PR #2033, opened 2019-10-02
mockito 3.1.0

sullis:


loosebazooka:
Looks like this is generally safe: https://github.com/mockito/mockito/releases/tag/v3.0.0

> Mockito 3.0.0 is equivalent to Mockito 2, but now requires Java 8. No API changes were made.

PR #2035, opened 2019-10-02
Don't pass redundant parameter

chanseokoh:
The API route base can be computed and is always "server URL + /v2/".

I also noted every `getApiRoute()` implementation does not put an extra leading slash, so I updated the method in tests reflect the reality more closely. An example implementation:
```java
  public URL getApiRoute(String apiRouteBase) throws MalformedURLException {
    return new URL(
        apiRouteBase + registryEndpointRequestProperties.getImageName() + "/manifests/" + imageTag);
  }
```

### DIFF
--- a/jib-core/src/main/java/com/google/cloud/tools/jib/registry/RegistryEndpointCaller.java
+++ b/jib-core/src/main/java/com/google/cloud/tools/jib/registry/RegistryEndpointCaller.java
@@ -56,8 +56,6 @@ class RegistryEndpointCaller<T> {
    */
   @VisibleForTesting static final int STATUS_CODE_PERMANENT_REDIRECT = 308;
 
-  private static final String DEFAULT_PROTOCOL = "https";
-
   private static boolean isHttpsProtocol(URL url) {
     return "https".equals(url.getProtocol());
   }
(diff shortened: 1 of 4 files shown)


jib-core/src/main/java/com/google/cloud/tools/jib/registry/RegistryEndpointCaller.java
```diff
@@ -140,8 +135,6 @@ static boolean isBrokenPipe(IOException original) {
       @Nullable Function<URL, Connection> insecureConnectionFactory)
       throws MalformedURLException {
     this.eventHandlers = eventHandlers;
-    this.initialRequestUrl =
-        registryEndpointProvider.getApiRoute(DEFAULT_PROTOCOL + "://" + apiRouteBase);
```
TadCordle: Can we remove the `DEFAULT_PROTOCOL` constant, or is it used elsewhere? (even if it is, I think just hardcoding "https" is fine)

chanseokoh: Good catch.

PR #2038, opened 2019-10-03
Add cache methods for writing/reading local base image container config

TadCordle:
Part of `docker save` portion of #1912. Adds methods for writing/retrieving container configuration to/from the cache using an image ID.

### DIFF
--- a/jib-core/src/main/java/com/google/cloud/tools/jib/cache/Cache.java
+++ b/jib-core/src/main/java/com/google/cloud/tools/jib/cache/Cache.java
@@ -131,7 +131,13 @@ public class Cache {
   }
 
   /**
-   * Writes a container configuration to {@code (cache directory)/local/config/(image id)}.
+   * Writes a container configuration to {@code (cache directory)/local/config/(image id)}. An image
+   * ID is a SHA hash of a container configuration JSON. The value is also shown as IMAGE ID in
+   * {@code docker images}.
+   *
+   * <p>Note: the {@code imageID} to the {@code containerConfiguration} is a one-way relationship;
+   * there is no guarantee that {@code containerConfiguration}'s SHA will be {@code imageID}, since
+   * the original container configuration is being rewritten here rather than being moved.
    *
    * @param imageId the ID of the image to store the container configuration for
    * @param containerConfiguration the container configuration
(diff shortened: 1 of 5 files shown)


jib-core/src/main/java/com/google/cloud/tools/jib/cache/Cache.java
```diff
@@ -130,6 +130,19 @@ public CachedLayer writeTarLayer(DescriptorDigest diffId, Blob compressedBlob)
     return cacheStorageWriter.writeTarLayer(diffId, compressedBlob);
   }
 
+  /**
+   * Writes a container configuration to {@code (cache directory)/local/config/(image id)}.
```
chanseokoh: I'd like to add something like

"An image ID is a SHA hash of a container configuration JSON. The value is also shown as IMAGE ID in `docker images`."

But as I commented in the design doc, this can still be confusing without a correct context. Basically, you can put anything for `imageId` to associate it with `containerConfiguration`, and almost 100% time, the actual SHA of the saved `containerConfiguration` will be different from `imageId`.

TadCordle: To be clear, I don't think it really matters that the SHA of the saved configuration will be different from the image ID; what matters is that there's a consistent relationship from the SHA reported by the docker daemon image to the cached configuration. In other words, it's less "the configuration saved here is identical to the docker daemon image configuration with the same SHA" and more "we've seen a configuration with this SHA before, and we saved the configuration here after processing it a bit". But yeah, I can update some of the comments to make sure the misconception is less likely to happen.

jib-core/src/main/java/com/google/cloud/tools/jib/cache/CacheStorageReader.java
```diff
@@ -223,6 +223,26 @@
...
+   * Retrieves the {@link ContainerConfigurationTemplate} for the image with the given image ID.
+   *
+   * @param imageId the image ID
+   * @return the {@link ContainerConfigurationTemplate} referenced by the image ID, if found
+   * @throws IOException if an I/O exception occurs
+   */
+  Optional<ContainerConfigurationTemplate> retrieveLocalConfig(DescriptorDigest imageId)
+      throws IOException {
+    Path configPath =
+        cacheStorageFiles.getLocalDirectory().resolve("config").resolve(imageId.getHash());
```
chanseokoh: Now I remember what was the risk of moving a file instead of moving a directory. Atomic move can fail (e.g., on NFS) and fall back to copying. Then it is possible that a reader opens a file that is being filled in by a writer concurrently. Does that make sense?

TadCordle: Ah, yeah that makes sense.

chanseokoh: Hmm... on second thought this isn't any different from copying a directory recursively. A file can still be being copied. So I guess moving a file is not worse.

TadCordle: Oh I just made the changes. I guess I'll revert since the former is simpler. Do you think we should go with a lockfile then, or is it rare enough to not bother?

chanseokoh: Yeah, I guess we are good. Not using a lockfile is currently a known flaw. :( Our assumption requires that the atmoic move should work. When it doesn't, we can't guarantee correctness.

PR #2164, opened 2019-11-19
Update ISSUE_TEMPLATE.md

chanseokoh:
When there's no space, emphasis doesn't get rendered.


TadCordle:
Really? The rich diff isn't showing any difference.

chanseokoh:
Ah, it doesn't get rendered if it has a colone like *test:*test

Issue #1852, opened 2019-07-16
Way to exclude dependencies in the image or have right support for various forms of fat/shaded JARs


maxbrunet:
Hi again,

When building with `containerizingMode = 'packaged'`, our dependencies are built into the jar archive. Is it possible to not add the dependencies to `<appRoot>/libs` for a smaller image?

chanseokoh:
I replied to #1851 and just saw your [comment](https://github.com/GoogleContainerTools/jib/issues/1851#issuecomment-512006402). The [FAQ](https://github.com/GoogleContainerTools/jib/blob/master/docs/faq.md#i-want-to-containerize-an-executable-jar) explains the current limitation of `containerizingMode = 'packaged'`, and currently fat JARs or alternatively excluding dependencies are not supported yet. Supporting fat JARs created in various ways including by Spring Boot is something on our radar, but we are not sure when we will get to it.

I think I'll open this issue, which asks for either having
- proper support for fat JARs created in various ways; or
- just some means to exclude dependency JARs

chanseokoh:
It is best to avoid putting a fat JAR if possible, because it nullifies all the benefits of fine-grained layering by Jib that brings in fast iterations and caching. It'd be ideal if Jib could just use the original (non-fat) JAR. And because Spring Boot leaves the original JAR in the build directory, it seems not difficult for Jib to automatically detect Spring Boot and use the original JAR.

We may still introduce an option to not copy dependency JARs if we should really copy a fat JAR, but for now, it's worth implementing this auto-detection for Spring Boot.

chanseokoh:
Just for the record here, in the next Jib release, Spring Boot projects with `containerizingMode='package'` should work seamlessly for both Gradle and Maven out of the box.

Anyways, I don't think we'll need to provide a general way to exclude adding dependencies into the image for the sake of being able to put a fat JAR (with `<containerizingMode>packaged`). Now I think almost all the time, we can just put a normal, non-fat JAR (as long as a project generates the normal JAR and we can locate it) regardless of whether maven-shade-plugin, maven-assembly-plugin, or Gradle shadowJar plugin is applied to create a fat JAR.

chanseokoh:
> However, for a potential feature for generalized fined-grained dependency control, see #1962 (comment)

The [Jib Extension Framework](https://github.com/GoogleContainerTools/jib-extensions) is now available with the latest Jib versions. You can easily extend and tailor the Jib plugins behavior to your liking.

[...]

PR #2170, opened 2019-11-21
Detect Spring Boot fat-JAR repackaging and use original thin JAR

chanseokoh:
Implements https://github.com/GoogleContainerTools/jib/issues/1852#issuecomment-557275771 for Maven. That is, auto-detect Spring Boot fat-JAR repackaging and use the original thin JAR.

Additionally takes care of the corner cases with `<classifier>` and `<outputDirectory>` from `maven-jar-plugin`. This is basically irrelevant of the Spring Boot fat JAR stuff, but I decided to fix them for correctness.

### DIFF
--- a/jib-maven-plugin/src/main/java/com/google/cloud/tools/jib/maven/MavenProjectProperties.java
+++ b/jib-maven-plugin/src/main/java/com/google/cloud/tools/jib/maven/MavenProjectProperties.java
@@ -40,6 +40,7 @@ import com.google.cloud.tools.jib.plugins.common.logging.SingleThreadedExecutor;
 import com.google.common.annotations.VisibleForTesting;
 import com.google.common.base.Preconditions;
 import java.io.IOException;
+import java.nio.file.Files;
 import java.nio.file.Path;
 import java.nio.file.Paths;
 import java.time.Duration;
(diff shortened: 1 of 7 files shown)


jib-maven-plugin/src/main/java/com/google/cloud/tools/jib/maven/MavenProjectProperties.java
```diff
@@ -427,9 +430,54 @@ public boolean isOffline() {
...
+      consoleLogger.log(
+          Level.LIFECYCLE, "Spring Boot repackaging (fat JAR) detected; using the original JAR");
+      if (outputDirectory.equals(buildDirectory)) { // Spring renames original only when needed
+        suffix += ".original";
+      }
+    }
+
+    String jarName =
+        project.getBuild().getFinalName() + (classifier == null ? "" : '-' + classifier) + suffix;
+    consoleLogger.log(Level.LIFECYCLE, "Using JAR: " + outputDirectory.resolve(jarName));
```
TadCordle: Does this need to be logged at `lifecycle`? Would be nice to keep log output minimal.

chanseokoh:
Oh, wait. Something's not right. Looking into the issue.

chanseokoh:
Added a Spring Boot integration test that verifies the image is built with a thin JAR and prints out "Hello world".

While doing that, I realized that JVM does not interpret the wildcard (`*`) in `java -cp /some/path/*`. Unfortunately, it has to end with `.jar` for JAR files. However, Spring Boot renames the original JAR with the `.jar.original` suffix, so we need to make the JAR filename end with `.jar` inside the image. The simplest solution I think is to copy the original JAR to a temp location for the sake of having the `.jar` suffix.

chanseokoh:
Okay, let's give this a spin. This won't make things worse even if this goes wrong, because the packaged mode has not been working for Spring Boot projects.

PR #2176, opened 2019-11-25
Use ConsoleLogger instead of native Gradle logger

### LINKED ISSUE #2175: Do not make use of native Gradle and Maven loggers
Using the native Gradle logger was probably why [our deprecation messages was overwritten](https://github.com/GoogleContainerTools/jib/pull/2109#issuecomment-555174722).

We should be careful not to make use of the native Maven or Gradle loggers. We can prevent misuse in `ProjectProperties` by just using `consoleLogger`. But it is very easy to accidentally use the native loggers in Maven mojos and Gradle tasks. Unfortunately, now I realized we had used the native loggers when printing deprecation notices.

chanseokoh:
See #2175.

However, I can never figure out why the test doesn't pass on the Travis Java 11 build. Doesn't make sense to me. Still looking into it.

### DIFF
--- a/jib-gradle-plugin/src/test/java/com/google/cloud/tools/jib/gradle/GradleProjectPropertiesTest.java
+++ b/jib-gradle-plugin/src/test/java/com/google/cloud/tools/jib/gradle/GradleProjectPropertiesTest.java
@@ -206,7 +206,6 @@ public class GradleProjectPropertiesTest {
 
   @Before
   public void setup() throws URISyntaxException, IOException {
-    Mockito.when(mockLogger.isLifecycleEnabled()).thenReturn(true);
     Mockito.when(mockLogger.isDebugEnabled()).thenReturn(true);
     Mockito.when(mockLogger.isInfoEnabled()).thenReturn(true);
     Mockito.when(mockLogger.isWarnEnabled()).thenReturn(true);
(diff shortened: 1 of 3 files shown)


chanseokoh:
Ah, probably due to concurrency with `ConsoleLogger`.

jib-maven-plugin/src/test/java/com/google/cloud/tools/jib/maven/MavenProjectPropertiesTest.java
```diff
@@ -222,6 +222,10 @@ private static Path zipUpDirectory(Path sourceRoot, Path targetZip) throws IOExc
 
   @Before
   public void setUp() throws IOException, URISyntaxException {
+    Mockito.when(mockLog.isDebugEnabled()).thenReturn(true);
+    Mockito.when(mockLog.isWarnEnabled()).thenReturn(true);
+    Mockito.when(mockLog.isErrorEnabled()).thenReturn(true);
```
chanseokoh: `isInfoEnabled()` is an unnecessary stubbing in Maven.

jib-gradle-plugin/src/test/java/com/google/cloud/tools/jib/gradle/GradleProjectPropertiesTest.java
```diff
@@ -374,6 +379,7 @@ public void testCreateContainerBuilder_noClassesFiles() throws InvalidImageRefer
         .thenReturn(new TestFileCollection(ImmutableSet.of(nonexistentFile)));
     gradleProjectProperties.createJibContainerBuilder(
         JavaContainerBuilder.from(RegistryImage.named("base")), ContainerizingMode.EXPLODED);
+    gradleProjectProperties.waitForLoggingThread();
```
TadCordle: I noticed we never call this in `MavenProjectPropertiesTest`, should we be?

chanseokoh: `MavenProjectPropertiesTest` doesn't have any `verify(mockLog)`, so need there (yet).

WHAT THIS TASK INVOLVES: Look through the entries above. Copy out every line holding the word "private".

SOLUTION TO THE EXERCISE:
-  private static final String DEFAULT_PROTOCOL = "https";
   private static boolean isHttpsProtocol(URL url) {
@@ -222,6 +222,10 @@ private static Path zipUpDirectory(Path sourceRoot, Path targetZip) throws IOExc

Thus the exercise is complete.